Navidad se nos viene otra vez. No necesitamos llamarla. Un mal día las fuerzas del mercado la atraparon, para siempre. La Navidad –si bien es pretexto para dispares propósitos– sin embargo está metida muy dentro de nuestras vidas, aunque no necesariamente en la profundidad del misterio que justifica su presencia en nuestras historias.

La Navidad, aquella de los años de mi niñez que logro recordar, tuvo ribetes excepcionales que siguen incrustados en ese universo personal donde lo hermoso y trascendente permanecen sin mutaciones. Mis años niños aún conservan espacios no olvidados. No se acuerdan de regalos ni banquetes; ignoran el boato y la vocinglería de los años presentes. Esos fueron días de espera, de ilusiones, de sueños, de candor, de promesas, de sencillez, de misterios, de risas y sonrisas, de afectos íntimos. Nos acostumbramos a ver y sentir más allá de nuestra sencillez y allende la pobreza que modelaron perspectivas existenciales. ‘Ya viene el Niñito jugando entre flores y los pajaritos…’ era nuestro himno de fe, alegre y sencillo, que permeaba el ambiente navideño.

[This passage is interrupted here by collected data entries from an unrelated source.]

PR #1424, opened 2023-01-31
Clarify terminology around aggregations

### LINKED ISSUE #1405: Aggregations are confusing
An `m.replace` event is aggregated by a server to (sometimes) create a bundle: none of these words are intuitive. 

See https://spec.matrix.org/v1.4/client-server-api/#server-side-aggregation-of-mreplace-relationships and related sections.

richvdh:
I've done my best to remove the word "bundle", because I feel like it causes more confusion than clarification. Instead I have favoured "aggregated child events" which I think is clearer.

Some general clarification around these parts of the spec.

Hopefully, fixes #1405 

Preview: https://pr1424--matrix-spec-previews.netlify.app


data/api/client-server/threads_list.yaml
```diff
@@ -32,8 +32,7 @@ paths:
       x-addedInMatrixVersion: "1.4"
       summary: Retrieve a list of threads in a room, with optional filters.
       description: |-
-        Paginates over the thread roots in a room, ordered by the `latest_event` of each thread root
-        in its bundle.
+        Paginates over the thread roots in a room.
```
turt2live, line 35: The description appears to have lost some context here?

meta/documentation_style.rst
```diff
@@ -44,33 +44,36 @@ Stylistic notes
...
-*name* of a property - and be mindful of the scope for confusion with cryptographic
-keys.
+* When talking about properties in JSON objects, prefer the word "property" to "field",
+  "member", or various other alternatives. For example: "this property will be set to
+  X if ...". Also avoid the term "key" unless you are specifically talking about the
+  *name* of a property - and be mindful of the scope for confusion with cryptographic
+  keys.
+
+* "i.e." (*id est*) is an abbreviation and hence is written with two full
+  stops. So is "e.g." (*exempli gratia*).
```
turt2live, line 76: This should probably be its own PR so it doesn't get buried in our future search history.

Also I'm not currently convinced it's a thing we [should] do - given the first point is that the language should be unambiguous, shouldn't we be using complete words/sentences instead? ("For example", "As demonstrated below", "..., such as when", etc)

turt2live (commented):
Generally this lgtm with a couple (hopefully easy) comments to resolve.

data/api/client-server/threads_list.yaml
richvdh: It seemed redundant to specify the sort order here as well as in the response.

meta/documentation_style.rst
richvdh: I'll move it out of here.

data/api/client-server/threads_list.yaml
turt2live: it adds a bit of clarity without having to scroll past a whole request schema, though not all that bothered.

The `summary` and `description` should be switched if we are losing the text though: it's more awkward if the `summary` is longer than the `description`.

richvdh: Have updated a bit more, with reference to https://github.com/matrix-org/matrix-spec/blob/main/meta/documentation_style.rst#openapi.

If you still don't like it, am happy to put it back how it was.

turt2live (approved):

PR #1417, opened 2026-07-29
fix(google_ai_studio): keep every parallel function_call part

### LINKED ISSUE #1400: Bug: Gemini (google_ai_studio) instrumentor drops parallel function_call parts

Kayvan-Zahiri:
Fixes #1400. Same root cause as #1398 (PR #1416), different shape.

Gemini returns one part per function call, so parallel calls arrive as sibling `function_call` parts and can be split across streamed chunks. Both paths read `parts[0]` only:

**Non-streaming** (`process_chat_response`): `parts[0].get("function_call")` inspects the first part, so a second or third call in the same candidate was never read.

**Streaming** (`process_chunk`): that same `parts[0]` read was assigned straight into `scope._tools` on *every* chunk. A later chunk overwrote calls collected earlier, and a chunk carrying only text reset `_tools` to `None`, discarding everything.

## Fix

A shared `_function_calls(parts)` helper returns every `function_call` payload in a candidate, accepting both dict-shaped and object-shaped parts. Non-streaming uses it directly. Streaming appends to a list instead of replacing, so calls accumulate across chunks and a text-only chunk no longer clears them.

`build_output_messages` emits one `tool_call` part per call and still accepts a single dict, so the previous shape keeps working.

The single-valued OTel tool attributes comma-join across calls, matching what the `openai` and `anthropic` instrumentors do. **A single call produces byte-identical attributes to before.**

## Verification

The report's repro now reads both calls:

```
[{'name': 'get_weather', 'args': {'city': 'nyc'}},
 {'name': 'get_weather', 'args': {'city': 'sf'}}]
```

Added `tests/test_google_ai_studio_parallel_tools.py`, offline and needing no API key:

- parallel calls split across two streamed chunks accumulate rather than overwrite
- parallel calls inside a single chunk are all kept
- a text-only chunk does not clobber previously collected calls
- non-streaming reads every `function_call` part
- output messages carry one `tool_call` part per call
- object-shaped parts work, and `None` payloads are skipped
- the legacy single-dict shape still renders

```
7 passed
pylint 10.00/10 (.pylintrc, changed files)
```

## Summary by Sourcery

Handle multiple parallel Gemini function_call parts without dropping or overwriting them, and add tests to cover non-streaming and streaming scenarios.

Bug Fixes:
- Preserve all parallel function_call parts from Gemini responses in both non-streaming and streaming paths instead of only reading the first or overwriting earlier calls.
- Ensure text-only streamed chunks no longer clear previously collected function_call data.
- Maintain compatibility with legacy single-function_call inputs while correctly emitting one tool_call part per function call in output messages.
- Aggregate multiple tool call attributes into comma-joined OTel span attributes consistent with other instrumentors.

Tests:
- Add unit tests for parallel function_call handling across streamed chunks, within single chunks, for text-only chunks, for object-shaped parts, and for legacy single-dict shapes.

### DIFF
--- a/sdk/python/src/openlit/instrumentation/google_ai_studio/utils.py
+++ b/sdk/python/src/openlit/instrumentation/google_ai_studio/utils.py
@@ -177,6 +177,21 @@ def build_input_messages(contents, system_instruction=None):
     return otel_messages
 
 
+def _join_tool_field(values):
+    """
+    Join one field across parallel tool calls, keeping positions aligned.
+
+    Every call contributes a slot, so the nth entry of gen_ai.tool.name, .call_id
+    and .args always describes the same call even when one of them is empty.
+    Filtering each field independently would shift the columns out of step.
+    A field that is empty for every call collapses to "" rather than a run of
+    separators, which keeps the common single-call case unchanged.
+    """
+
+    values = [str(value) if value else "" for value in values]
+    return ", ".join(values) if any(values) else ""
+
+
 def _function_calls(parts):
     """
     Return every ``function_call`` payload carried by a candidate's parts.
@@ -618,17 +633,17 @@ def common_chat_logic(
         # Parallel calls collapse into the single-valued OTel tool attributes
         # the same way the openai instrumentor does it: comma-joined, leaving
         # the one-call case byte-identical to before.
-        names = [call.get("name", "") for call in calls]
-        ids = [str(call.get("id", "")) for call in calls]
-        args = [str(call.get("args", "")) for call in calls]
         scope._span.set_attribute(
-            SemanticConvention.GEN_AI_TOOL_NAME, ", ".join(filter(None, names))
+            SemanticConvention.GEN_AI_TOOL_NAME,
+            _join_tool_field(call.get("name", "") for call in calls),
         )
         scope._span.set_attribute(
-            SemanticConvention.GEN_AI_TOOL_CALL_ID, ", ".join(filter(None, ids))
+            SemanticConvention.GEN_AI_TOOL_CALL_ID,
+            _join_tool_field(call.get("id", "") for call in calls),
         )
         scope._span.set_attribute(
-            SemanticConvention.GEN_AI_TOOL_ARGS, ", ".join(filter(None, args))
+            SemanticConvention.GEN_AI_TOOL_ARGS,
+            _join_tool_field(call.get("args", "") for call in calls),
         )
 
     # Span Attributes for Cost and Tokens
--- a/sdk/python/src/openlit/instrumentation/google_ai_studio/utils.py
+++ b/sdk/python/src/openlit/instrumentation/google_ai_studio/utils.py
@@ -177,6 +177,26 @@ def build_input_messages(contents, system_instruction=None):
     return otel_messages
 
 
+def _function_calls(parts):
+    """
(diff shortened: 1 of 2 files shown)


Kayvan-Zahiri:
Good catch, that's a real misalignment and it was mine — fixed in the latest push.

`names`, `ids` and `args` each went through `filter(None, ...)` independently, so a call with an empty name dropped that slot from `gen_ai.tool.name` while keeping it in `.call_id` and `.args`, leaving the nth entry of the three attributes describing different calls.

`_join_tool_field` now gives every call a slot in every field, so the columns stay in step. It also collapses a field that is empty for every call to `""` rather than a run of separators, which matters here specifically because Gemini never supplies tool ids — without that, two calls would have produced `", "` for `gen_ai.tool.call.id`.

Two tests added for both halves of that. 9 passing, pylint 10.00/10.

Worth flagging: I lifted the `filter(None, ...)` shape from the `openai` instrumentor (`sdk/python/src/openlit/instrumentation/openai/utils.py`, around lines 1016 and 1544), which has the same misalignment today. Happy to send a separate PR for that if you want it consistent — I left it out of this one to keep the diff on the reported bug. I've applied the same fix to #1416.

amanagarwal042:
Closing this in favor of https://github.com/openlit/openlit/pull/1401 as it was raised earlier with same changes

Thanks @Kayvan-Zahiri for contribution, Hoping to see more PRs and issues from you soon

La misa del gallo era la misa de medianoche y cada mitad de noche en los pueblos serranos era sinónimo de frío helado, de viento y esperanzas congeladas. Pero allí estuvimos siempre, medio despiertos y bastante dormidos, junto a la abuela y mis padres, para asistir a la tradicional ‘misa del gallo’ en épocas en que el celebrante actuaba de espaldas al pueblo. Los cánticos de Navidad siempre fueron inspiraciones afortunadas que preservaban su caducidad. Nunca faltaron directores de coro, pero si alguna vez llegaban a escasear, los sustitutos estaban en fila, porque la gente de mi pueblo nació con una especial aptitud para pulsar una guitarra o para dejar salir de su boca melodías que eran asombro de propios y foráneos. Aquel dicho castizo ‘de músico, poeta y loco, todos tenemos un poco’ bien pudo haber nacido en la morlaquía luego de observar el comportamiento de la gente avecindada en sus cantones.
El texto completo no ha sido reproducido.